Le terme étant venu, M. Bergeret quittait avec sa sœur et sa fille la vieille maison ruinée de la rue de Seine pour s’aménager dans un moderne appartement de la rue de Vaugirard. Ainsi en avaient décidé Zoé et les destins. Durant les longues heures du déménagement, Riquet errait tristement dans l’appartement dévasté. Ses plus chères habitudes étaient contrariées. Des hommes inconnus, mal vêtus, injurieux et farouches troublaient son repos et venaient jusque dans la cuisine fouler aux pieds son assiette à pâtée et son bol d’eau fraîche. Les chaises lui étaient enlevées à mesure qu’il s’y couchait e t les tapis tirés brusquement de dessous son pauvre derrière, qui, dans sa propre maison, ne savait plus où se mettre.

Disons à son honneur qu’il avait d’abord tenté de résister. Lors de l’enlèvement de la fontaine, il avait aboyé furieusement à l’ennemi. Mais à son appel personne n’était venu. Il ne se sentait point encouragé, et même, à n’en point douter, il était combattu. Mademoiselle Zoé lui avait dit sèchement: «Tais-toi donc!» Et mademoiselle Pauline avait ajouté: «Riquet, tu es ridicule!»

Renonçant désormais à donner des avertissements inutiles et à lutter seul pour le bien commun, il déplorait en silence les ruines de la maison et cherchait vainement de chambre en chambre un peu de tranquillité. Quand les déménageurs pénétraient dans la pièce où il s’était réfugié, il se cachait par prudence sous une table ou sous une commode qui demeuraient encore.

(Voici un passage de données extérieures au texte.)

PR #154, opened 2016-10-12
Reload messageData in bulkDeleteMessages persistence layer

nathanielvelez:


src/persistence.coffee
```diff
@@ -800,13 +800,23 @@ modifySDK = (sdk) ->
...
       else if typeof messages is 'object' and @isItem messages, 'message'
         toRemove = [messages]
+        teamId = messages.teamId
       if toRemove?
         linking.unlinkItems toRemove, lookup
 
       bulkDeleteMessages.call(this, messages).then((result) ->
-        return result
+        if teamId?
+          sdk.loadMessageData({teamId: teamId, messageType: 'alert,email'}).
```
amberwebb: Should you load messageData on the member or contact id instead of the teamId?

matthopson: Agree.

matthopson: Also, what's the thought behind declaring the `messageType` explicitly? I feel like if you're going to declare it, you should use the `messageType` that's being deleted.

nathanielvelez: Depending on the implementation, not sure we cannot guarantee that all messages being deleted will belong to the same member. In njw it is, notting is stopping anyone from creating something that sends messages from different contacts and members. If we wanted to be granular here, I will suggest the proper thing to do will be group all the contact and member ids of the messages being passed, and use them to load the messages data. And do the same for the messageType.

nathanielvelez:
@amberwebb @matthopson Made the query to reload messageData more granular by querying only messageData for the contactId, memberId and messageType of the deleted messages. Another 👀 ?

src/persistence.coffee
matthopson: Nothing stopping anyone from sending that request in NJW. But APIv3 should only allow the owner of the message to delete it.

src/persistence.coffee
```diff
@@ -797,16 +797,38 @@ modifySDK = (sdk) ->
...
+          if messageTypes.indexOf(message.messageType) < 0
+            messageTypes.push message.messageType
 
       bulkDeleteMessages.call(this, messages).then((result) ->
-        return result
+        if contactIds.length or memberIds.length
+          params = {}
+          if contactIds.length then params.contactId = contactIds.join()
+          if memberIds.length then params.memberId = memberIds.join()
+          if messageTypes.length then params.messageType = messageTypes.join()
```
matthopson: Compounding the search params will only scope the request further, not broaden it.

nathanielvelez: Yep tested it. I liked the idea of doing this reloading on njw where he have more context for the request, but it made sense to do so in in the persistence layer instead. Initially I was reloading al messageData for the team since that was a simpler query, but the idea here was to reduce the scope, so we are not loading messageData for the whole team. In this case because we are testing for the existence of the params on the message before adding it to the query, the scoping works in this case (we need to query for either member or contact id depending message).

src/persistence.coffee
```diff
@@ -797,20 +797,32 @@ modifySDK = (sdk) ->
...
+            messageTypes.push message.messageType
 
       bulkDeleteMessages.call(this, messages).then((result) ->
-        if teamId?
-          sdk.loadMessageData({teamId: teamId, messageType: 'alert,email'}).
-          then((result) ->
+        if contactIds.length or memberIds.length
+          params = {}
+          if contactIds.length then params.contactId = contactIds.join()
+          if memberIds.length then params.memberId = memberIds.join()
```
nathanielvelez: We need to be sure that the messages deleted were from a contact or a member, so we to filter the query on the params that the messages contain. For example querying {memberId: 1, contactId: ''} will return no messageData. It can be done in other probably, but not that much simpler since we don't have the full context of njw when doing this reloading from the sdk. Search for just teamId would have been simpler, but it made sense to scope it as mentioned on previews feedback.

src/persistence.coffee
```diff
@@ -797,20 +797,32 @@ modifySDK = (sdk) ->
...
-        teamId = messages.teamId
       if toRemove?
         linking.unlinkItems toRemove, lookup
+        for message in toRemove
+          if message.contactId? and contactIds.indexOf(message.contactId) < 0
+            contactIds.push message.contactId
+          if message.memberId? and memberIds.indexOf(message.memberId) < 0
+            memberIds.push message.memberId
+          if messageTypes.indexOf(message.messageType) < 0
+            messageTypes.push message.messageType
```
nathanielvelez: Doing more testing, this query is kind of cranky in apiv3. If you don't specify the messageType it doesn't return anything. And because other quirks on that this endpoint returns, the best implementation is to unlink all message data and reload both alerts and messages here. (if there are no unread messages, this query also return 0, which breaks the auto unlinking if going from 1 unread to 0)

nathanielvelez:
@amberwebb @matthopson Updated with suggestions. 
A few notes:
- apiv3 requires that you specify messageType for it to return anything with this enpoint
- If you delete a message when going from 1 unread to 0, apiv3 returns nothing, causing the unread badge to never reach 0, Thus the messageData items must be unlinked in njw to work around this. because of this, we need to reload message data both emails and alerts.
- Since we are reloading messageData from the skd and not reloading messageData for the whole team, we need to see if the messages deleted belong to a member or a contact. To simplify the whole thing, this query assumes that are messages being deleted belong to the same person.
- I am also sending the teamId to prevent loading messagesData form other teams. With the auth token apiv3 filters those by team, but in case the token gets messed up as it happened recently, this will prevent data leaking from other teams.

Anohter 👓 ?

CHANGELOG.md
```diff
@@ -1,5 +1,10 @@
 # TeamSnap JavaScript SDK CHANGELOG
 
+### Oct 12, 2016 // Version 1.19.1
```
matthopson: Today is the 13th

Mais cette précaution lui était plus nuisible qu’utile, car bientôt le meuble s’ébranlait sur lui, se soulevait, retombait en grondant et menaçait de l’écraser. Il fuyait, hagard et le poil rebroussé, et gagnait un autre abri, qui n’était pas plus sûr que le premier.

Et ces incommodités, ces périls même, étaient peu de chose auprès des peines qu’endurait son cœur. En lui, c’est le moral, comme on dit, qui était le plus affecté.